In the entries that follow, how many lines hold "getCode"? Nothing but the number is expected.
-- Material supplied follows --
PR #52, opened 2024-03-27
Add OpenAPI specs

julien-nc:
* Change Php namespace from TpAssistant to Assistant
* Endpoints that should not be used by clients: move to non-ocs controller
* Change the frontend namespace (keep the old one to avoid breaking existing integrations)
* Add OpenAPI specs

### DIFF
--- a/lib/Controller/Text2ImageApiController.php
+++ b/lib/Controller/Text2ImageApiController.php
@@ -3,26 +3,31 @@
 // SPDX-FileCopyrightText: Sami Finnilä <sami.finnila@nextcloud.com>
 // SPDX-License-Identifier: AGPL-3.0-or-later
 
-namespace OCA\TpAssistant\Controller;
+namespace OCA\Assistant\Controller;
 
 use Exception;
-use OCA\TpAssistant\Service\Text2Image\Text2ImageHelperService;
+use OCA\Assistant\ResponseDefinitions;
+use OCA\Assistant\Service\Text2Image\Text2ImageHelperService;
 use OCP\AppFramework\Http;
 use OCP\AppFramework\Http\Attribute\AnonRateLimit;
 use OCP\AppFramework\Http\Attribute\BruteForceProtection;
 use OCP\AppFramework\Http\Attribute\NoAdminRequired;
 use OCP\AppFramework\Http\Attribute\NoCSRFRequired;
+use OCP\AppFramework\Http\Attribute\OpenAPI;
 use OCP\AppFramework\Http\Attribute\PublicPage;
 use OCP\AppFramework\Http\DataDisplayResponse;
 use OCP\AppFramework\Http\DataResponse;
 use OCP\AppFramework\OCSController;
-use OCP\Db\Exception as DbException;
 
 use OCP\Files\NotPermittedException;
 use OCP\IL10N;
 use OCP\IRequest;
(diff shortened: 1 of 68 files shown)


lib/Controller/Text2ImageApiController.php
```diff
@@ -119,21 +114,31 @@ public function getImage(string $imageGenId, int $fileNameId): DataDisplayRespon
...
 	#[BruteForceProtection(action: 'imageGenId')]
+	#[OpenAPI(scope: OpenAPI::SCOPE_DEFAULT, tags: ['image_generation'])]
 	public function getGenerationInfo(string $imageGenId): DataResponse {
 		try {
 			$result = $this->text2ImageHelperService->getGenerationInfo($imageGenId, $this->userId, true);
 		} catch (Exception $e) {
-			$response = new DataResponse(['error' => $e->getMessage()], (int) $e->getCode());
-			if ($e->getCode() === Http::STATUS_BAD_REQUEST || $e->getCode() === Http::STATUS_UNAUTHORIZED) {
+			/** @var Http::STATUS_BAD_REQUEST|Http::STATUS_NOT_FOUND|Http::STATUS_INTERNAL_SERVER_ERROR $exceptionCode */
+			$exceptionCode = (int) $e->getCode();
```
marcelklehr, line 137: Wondering if there is a case where $exceptionCode is not a valid http status code...

lib/Controller/Text2ImageController.php
```diff
@@ -43,4 +54,23 @@ public function showGenerationPage(?string $imageGenId, ?bool $forceEditMode = f
 
 		return new TemplateResponse(Application::APP_ID, 'imageGenerationPage');
 	}
+
+	/**
+	 * @return DataResponse
+	 */
+	#[NoAdminRequired]
+	#[NoCSRFRequired]
+	public function getPromptHistory(): DataResponse {
```
marcelklehr, line 63: History is not part of the API?

src/main.js
```diff
@@ -7,20 +7,23 @@ import { subscribe } from '@nextcloud/event-bus'
...
  * - Listen to notification event
  */
 function init() {
-	if (!OCA.TPAssistant) {
+	if (!OCA.Assistant) {
 		/**
 		 * @namespace
 		 */
-		OCA.TPAssistant = {
+		OCA.Assistant = {
```
marcelklehr, line 19: Are there docs anywhere that need to be changed as well?

marcelklehr (approved):

lib/Controller/Text2ImageApiController.php
julien-nc: As we are the ones throwing the exception, we know which codes we can get here. I don't like how it's implemented, I just made the necessary changes for the psalm check to be green. This would definitely need a bit of refactoring/cleaning.

lib/Controller/Text2ImageController.php
julien-nc: Not the prompt history, it is only used by the smart pickers.
This is not related with task history.

src/main.js
julien-nc: Working on it :grin:

lib/Controller/Text2ImageController.php
marcelklehr: ah

PR #58, opened 2024-04-08
fix(ContextChat): update inputs on selective context checkbox change

kyteinsky:


kyteinsky:
@julien-nc Not sure if this is the best approach but it fixes the issue

julien-nc:
If you wanna do it in a similar fashion than the other task types, the change/checked/update events on the sccEnabled checkbox and `<ContextChatInputForm>` could call `onUpdateContextChat`.

Also, I think `onUpdateContextChat` should be called in the `selectedTaskTypeId` watch method when context chat is selected.

julien-nc (approved):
-- Material supplied concluded --
_Written reply_.
3